As you might see, there’s no bundles or libraries here, only a

require_once __DIR__.'/../vendor/.composer/autoload.php';

call. It’s because Composer automatically generates all the needed autoloading
routines for you. Yep, forget about editing this file manually… forever!
Every bundle will manage its autoloading path on its own and you will just
edit composer.json. Look at it once again:

...

    "autoload": {
        "psr-0": {
            "Acme": "src/"
        }
    },
}

see this "autoload" section? It tells Composer where to find your own
classes, because it (Composer) already know where to find everything else ;-)
So when you need to add another namespace path under src/ like your vendor name,
just add it to the composer.json "autoload" section:

...

    "autoload": {
        "psr-0": {
            "Acme":           "src/",
            "YourVendorName": "src/"
        }
    },
}

Ok, enough talk, let’s install the Standard Edition:

$ bin/vendors install

Easy, right? But you might say that you had this already with the old bin/vendors
script. And you’d be right… NOT:

{
    "require": {
        "php":              ">=5.3.2",
        "symfony/symfony":  ">=2.0.7,<2.1.0-dev",
        "doctrine/orm":     ">=2.1.0,<2.2.0-dev",
        "twig/extensions":  "*",

        "symfony/assetic-bundle":         "*",
        "sensio/generator-bundle":        "*",
        "sensio/framework-extra-bundle":  "2.0.0-dev",
        "sensio/distribution-bundle":     "2.0.0-dev",
        "jms/security-extra-bundle":      "1.0.x-dev"

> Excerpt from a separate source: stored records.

PR #766, opened 2026-07-07
🐛(frontend) refresh the Recent view after item mutations

maartendra:
## Bug

A mutation performed while viewing the **Recent** page does not refresh the list — a newly created / converted / renamed / deleted item only shows up after a manual page reload. Other views (My files, Shared, Favorites) refresh correctly.

## Cause

`useGetQueryKeyToRefresh` returns `["items", "infinite"]` (plus `["items", <parentId>, "children"]` when a parent is known). React Query invalidation is **prefix-based**, so `["items", "infinite"]` matches the general list views but **not** the Recent view, whose query key is `["items", "recent", "infinite"]` (`useInfiniteRecentItems`). As a result no mutation ever invalidates the Recent list.

## Fix

Also invalidate `["items", "recent", "infinite"]` in the refresh helper.

## Steps to reproduce

1. Open the **Recent** view.
2. Create a document, convert a legacy file, or delete/rename an item.
3. Observe the list does not update until a manual reload.

With this change, Recent refreshes like the other views.

### DIFF
--- a/CHANGELOG.md
+++ b/CHANGELOG.md
@@ -16,6 +16,7 @@ and this project adheres to
 
 ### Fixed
 
+- 🐛(frontend) refresh the Recent view after item mutations
 - 🐛(frontend) keep uploaded items usable while malware analysis runs
 - 🐛(backend) stream export files from S3 without buffering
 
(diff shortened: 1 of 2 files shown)


NathanVss (approved):

NathanVss:
Thank you for contributing 🙏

        "behat/behat-bundle":             "*",
        "behat/mink-bundle":              "*"
    },

    "repositories": {
        "behat/mink-deps": { "composer": { "url": "behat.org" } }
    }

    "autoload": {
        "psr-0": {
            "Acme": "src/"
        }
    },
}

Yep. We’ve just added MinkBundle and BehatBundle with ALL their dependencies
by adding only a few lines of JSON:

    ...
        "behat/behat-bundle":  "*",
        "behat/mink-bundle":   "*"
    },

    "repositories": {
        "behat/mink-deps": { "composer": { "url": "behat.org" } }
    }

Now you might miss adding SahiClient or downloading entire ZendFramework just
because of Goutte? Forget about it! Composer will only download needed packages.
And when i say needed – i mean only 5 ZendFramework components (~700kb instead
of ~20mb) instead of whole ZendFramework.

Just run:

$ bin/vendors update

And you’re ready to use BehatBundle with MinkContext inside your project
through Goutte/Sahi or Zombie.js. Want to use CommonContexts too? Add:

"behat/common-contexts": "*",

under composer.json / require. Want to use FOSRestBundle? Add:

"friendsofsymfony/rest-bundle": "2.0.0-dev",

Just don’t forget to call

$ bin/vendors update

You can find other bundles through Packagist website.